What kind of refi should I get?

At the very beginning of the refi timeline, you’ll be faced with a fork in the road: rate-and-term or cash-out.

With a rate-and-term refi, you’ll get a new (you guessed it) rate-and-term without advancing any new money. If you’re looking to lower your monthly payment or pay off your mortgage sooner, a rate-and-term could be the right fit for you. After all, a lot could’ve changed since you first bought your home and you may qualify for better terms now than you did before.

Speaking of home equity, a cash-out refi* lets you turn that equity into cash. Keep in mind that because you’re taking cash out, you could end up with a higher monthly payment to cover this. If you’re looking to build even more equity with upgrades like a kitchen remodel or pool, a cash-out refi is a great way to fund those home improvements.

So, if you want a lower monthly payment, a rate-and-term fits the bill. If you want to leverage your home equity for more flexible funds, a cash-out could be the better option for you.

*Using your home equity to pay off debts or make other purchases does not eliminate the debt or the cost of the purchases, but rather increases the loan amount of your mortgage to be paid according to your new mortgage terms.

How do I start the refinance process?

The first thing you’ll do is reach out to your lender (or a few lenders if you want options) for a rate quote. You could have your quote within minutes, but take a few days to consider your options. With your lender chosen and quote in hand, it’s time to apply for your refi.

During the application process (which typically takes a few days to a couple of weeks), you’ll need documentation similar to what you provided for your purchase: recent pay stubs, W-2s, and bank statements to name a few. Once you’ve applied, your lender will put together some options for your new rate, then you’ll lock in your best fit.

In the next few weeks, your lender will verify and review all the information you provided in the application, just to make sure everything is accurate. This is called underwriting, and it’s also the point in the timeline where you’ll need a refinance appraisal.
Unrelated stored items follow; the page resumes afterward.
PR #24852, opened 2024-11-19
feat: Ensure endpoints are backward compatible when zeebe is deployed standalone

### LINKED ISSUE #24850: Ensure endpoints are backward compatible when zeebe is deployed standalone
When zeebe, operate and tasklist are deployed separately there is no reason to break compatibility.

entangled90:
## Description
A new WebEndpoint controller (at `backups`) has been added that is enabled only when the profile is zeebe, but not operate or tasklist.
The new controller just delegate every call directly to the backup controller mounted at `/backup-runtime`

Operate & Tasklist controller have not yet been migrated to the new schema, so they are not part of this PR

## Related issues
closes #24850

### DIFF
--- a/dist/src/main/java/io/camunda/zeebe/shared/management/BackupEndpointStandalone.java
+++ b/dist/src/main/java/io/camunda/zeebe/shared/management/BackupEndpointStandalone.java
@@ -1,0 +1,48 @@
+/*
+ * Copyright Camunda Services GmbH and/or licensed to Camunda Services GmbH under
+ * one or more contributor license agreements. See the NOTICE file distributed
+ * with this work for additional information regarding copyright ownership.
+ * Licensed under the Camunda License 1.0. You may not use this file
+ * except in compliance with the Camunda License 1.0.
+ */
+package io.camunda.zeebe.shared.management;
+
+import org.springframework.boot.actuate.endpoint.annotation.DeleteOperation;
+import org.springframework.boot.actuate.endpoint.annotation.ReadOperation;
+import org.springframework.boot.actuate.endpoint.annotation.Selector;
+import org.springframework.boot.actuate.endpoint.annotation.WriteOperation;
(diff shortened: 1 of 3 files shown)


dist/src/main/java/io/camunda/zeebe/shared/management/BackupEndpointStandalone.java
```diff
@@ -0,0 +1,50 @@
...
+import org.springframework.boot.actuate.endpoint.annotation.WriteOperation;
+import org.springframework.boot.actuate.endpoint.web.WebEndpointResponse;
+import org.springframework.boot.actuate.endpoint.web.annotation.WebEndpoint;
+import org.springframework.context.annotation.Profile;
+import org.springframework.lang.NonNull;
+import org.springframework.stereotype.Component;
+
+@Component
+@WebEndpoint(id = "backups")
+@Profile("broker & !operate & !tasklist")
```
entangled90, line 23: Is this expression correct? should I add "!optimize & !identity" as well?

dist/src/main/java/io/camunda/zeebe/shared/management/BackupEndpointStandalone.java
```diff
@@ -0,0 +1,50 @@
...
+public class BackupEndpointStandalone {
+  private final BackupEndpoint backupEndpoint;
+
+  @Autowired
```
entangled90, line 27: Not necessary, I'll remove it before merging.

npepinpe (approved):
Pre-approving, but I would use the `standalone` profile to detect when an application is standalone. Once that's changed, we can follow the same strategy for the others.

dist/src/main/java/io/camunda/zeebe/shared/management/BackupEndpointStandalone.java
entangled90: I think I just followed Intellij autocompletions :smile: 
I'll put it private

PR #24854, opened 2024-11-19
refactor: move shared backup classes into a new webapps-backup module

### LINKED ISSUE #24843: Refactor common backup logic from operate into a new webapps-backup module
Considering that we will unify the backup of operate & tasklist, it's a good first step to move interfaces & POJOs to a new webapp-backup module. 

operate-webapps will depend on this module.

The implementation of `BackupService` will stay in the operate-webapp module for the moment, as tasklist owns another implementation as well and they will need to be merged.

The behaviour must not be changed, it's purely an internal refactoring.

entangled90:
## Description
Extracted an interface from operate's BackupService and move into the new shared module.
All classes used by this interface have been moved to the shared module.
A new Metadata record has been created with no logic whatsoever in contrast to operate Metadata, which can be converted to the new record with a new method.

Eventually all the backup logic from operate and tasklist will be moved into `webapps-backup` module.
Controllers will be implemented in `dist` (as it's done with zeebe) and we will be able to directly use classes generated from openapi spec.

No behaviour change is expected from this PR.
## Related issues

closes #24843


npepinpe (approved):
:rocket:

PR #25151, opened 2024-11-25
refactor: make tests easily extensible to other DBs

npepinpe:
## Description

Refactors the `ElasticsearchIncidentUpdateRepositoryIT` into a single `IncidentUpdateRepositoryIT` with per-store sub classes, which will later let us extend it to OS very easily.

I know there are different ways of doing this:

Why do I need a refinance appraisal?

A refinance appraisal is key to qualifying for the new rate you want, and for determining how much cash you can actually get in a cash-out refinance. Over the life of your mortgage, your home has been building equity, whether that’s from upgrades you’ve made like installing new appliances or external factors like the housing market. An appraisal will tell you just how much value your home has accrued since you bought it.

At this point, your lender will order the appraisal for you, the appraisal company will send someone to assess your home, and you’ll get a professional estimate of its value. Depending on how fast the appraiser gets back to you, the whole process could take a few days to a couple of weeks.
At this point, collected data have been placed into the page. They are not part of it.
PR #25154, opened 2024-11-25
Implement bulkUpdate for the ElasticsearchIncidentUpdateRepository

npepinpe:
## Description

Implements the `bulkUpdate` method for the `ElasticsearchIncidentUpdateRepository`. 

For tests, I opted against using our common search clients from the search modules, specifically because they abstract away where or how we find these entities, and here we want to specifically see that we've updated X field for document Y in index Z. Since it's not so much to implement a really basic abstract search, I figured that's a better compromise.

## Related issues

related to #24930

### DIFF
--- a/zeebe/exporters/camunda-exporter/src/main/java/io/camunda/exporter/tasks/incident/ElasticsearchIncidentUpdateRepository.java
+++ b/zeebe/exporters/camunda-exporter/src/main/java/io/camunda/exporter/tasks/incident/ElasticsearchIncidentUpdateRepository.java
@@ -8,11 +8,17 @@
 package io.camunda.exporter.tasks.incident;
 
 import co.elastic.clients.elasticsearch.ElasticsearchAsyncClient;
+import co.elastic.clients.elasticsearch._types.ErrorCause;
+import co.elastic.clients.elasticsearch._types.Refresh;
 import co.elastic.clients.elasticsearch._types.SortOrder;
 import co.elastic.clients.elasticsearch._types.query_dsl.Query;
 import co.elastic.clients.elasticsearch._types.query_dsl.QueryBuilders;
+import co.elastic.clients.elasticsearch.core.BulkRequest;
 import co.elastic.clients.elasticsearch.core.SearchRequest;
 import co.elastic.clients.elasticsearch.core.SearchResponse;
+import co.elastic.clients.elasticsearch.core.bulk.BulkOperation;
+import co.elastic.clients.elasticsearch.core.bulk.BulkResponseItem;
+import co.elastic.clients.elasticsearch.core.bulk.UpdateOperation;
 import co.elastic.clients.elasticsearch.core.search.SourceFilter;
 import co.elastic.clients.json.JsonData;
 import io.camunda.exporter.tasks.incident.IncidentUpdateRepository.NoopIncidentUpdateRepository;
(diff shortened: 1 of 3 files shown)


zeebe/exporters/camunda-exporter/src/test/java/io/camunda/exporter/tasks/incident/IncidentUpdateRepositoryIT.java
```diff
@@ -319,4 +348,136 @@ private void setupIncidentUpdates(
...
+      final var flowNodes =
+          search(
+              flowNodeInstanceTemplate.getFullQualifiedName(),
+              FlowNodeInstanceTemplate.KEY,
+              List.of("1"),
+              FlowNodeInstanceEntity.class);
+      assertThat(flowNodes)
+          .hasSize(1)
+          .extracting(FlowNodeInstanceEntity::isIncident)
+          .containsExactly(true);
```
entangled90, line 480: :thought_balloon: I think we should add a test case when there's more than 1 element for each collection in IncidentBulkUpdate

zeebe/exporters/camunda-exporter/src/main/java/io/camunda/exporter/tasks/incident/ElasticsearchIncidentUpdateRepository.java
```diff
@@ -75,6 +87,40 @@ public CompletionStage<Map<String, IncidentDocument>> getIncidentDocuments(
...
   }
 
+  @Override
+  public CompletionStage<Integer> bulkUpdate(final IncidentBulkUpdate bulk) {
+    final var updates = bulk.stream().map(this::createUpdateOperation).toList();
+    final var request =
+        new BulkRequest.Builder()
+            .operations(updates)
+            .source(s -> s.fetch(false))
+            .refresh(Refresh.WaitFor)
```
entangled90, line 97: :exclamation: I trust your expertise in settings these parameters, as I don't have much experience in ES queries

entangled90 (approved):
:rocket: Just check my comment on the tests :+1:

zeebe/exporters/camunda-exporter/src/test/java/io/camunda/exporter/tasks/incident/IncidentUpdateRepositoryIT.java
npepinpe: I thought about it - technically it would pass if I did something strange like only updating a single element of the map. I thought maybe it's too simple logic tbh, but I can refactor tests to always have 2 entities :shrug:

zeebe/exporters/camunda-exporter/src/main/java/io/camunda/exporter/tasks/incident/ElasticsearchIncidentUpdateRepository.java
npepinpe: I discussed it with Svetlana already: https://camunda.slack.com/archives/C06F0GLJNFM/p1732038876206759

zeebe/exporters/camunda-exporter/src/test/java/io/camunda/exporter/tasks/incident/IncidentUpdateRepositoryIT.java
npepinpe: Rewrote tests to include multiple items.

zeebe/exporters/camunda-exporter/src/main/java/io/camunda/exporter/tasks/incident/ElasticsearchIncidentUpdateRepository.java
```diff
@@ -150,5 +196,20 @@ private PendingIncidentUpdateBatch createPendingIncidentBatch(
     return new PendingIncidentUpdateBatch(highestPosition, incidents);
   }
 
+  private Throwable collectBulkErrors(final List<BulkResponseItem> items) {
```
npepinpe, line 199: :thought_balloon: FYI, taken from the old `ElasticsearchExporter` code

Some refinance types, like a VA Streamline Refi (also known as an IRRRL or Interest Rate Reduction Refinance Loan) or an FHA Streamline Refi, won’t require an appraisal. These refinance loans are available if you’re refinancing from a VA loan to a new VA loan, or from an FHA loan to a new FHA loan. With a streamline refi, you’ll enjoy a faster process and less paperwork.

I got my refinance appraisal. What’s the refi timeline from here?

You’ve got your appraisal, which means you’re almost done. A few days before closing, your lender will send you closing disclosures. You should review these carefully to make sure everything is correct and ready to be finalized. Once you’ve reviewed the documents, your lender will help you set up a time and place for closing. You, your co-borrowers if you have them, and a lawyer or closing agent will need to be there.

On the big day, you’ll sign the final documents and pay any costs that haven’t been rolled into your new mortgage loan. If you’re getting a cash-out refi, you’ll receive the check at or within three business days of closing.

And that’s it! From rate quote to close, the whole process typically takes 30-45 days. The turn time between submitting your application and getting approved could take anywhere from a few hours to a few days, depending on how complex your loan is.

How soon will I need another refi?

While there’s no limit to the number of times you can refinance your home, you should wait at least long enough for something significant in your finances or the housing market to change. That could be any number of things, including reducing your debt-to-income ratio (the percentage of your monthly income spent on debt payments), building your credit score, or completing home upgrades.

So, how soon you’ll need another refi is different for everyone—you might never need to, or you may find yourself refinancing as early as six months down the line. Just remember that you’ll have to pay all the fees and closing costs associated with the process each time.

From rate quote to close, the home loan refi process typically takes 30-45 days. A dependable lender will make sure you’re in the loop for each and every one of those.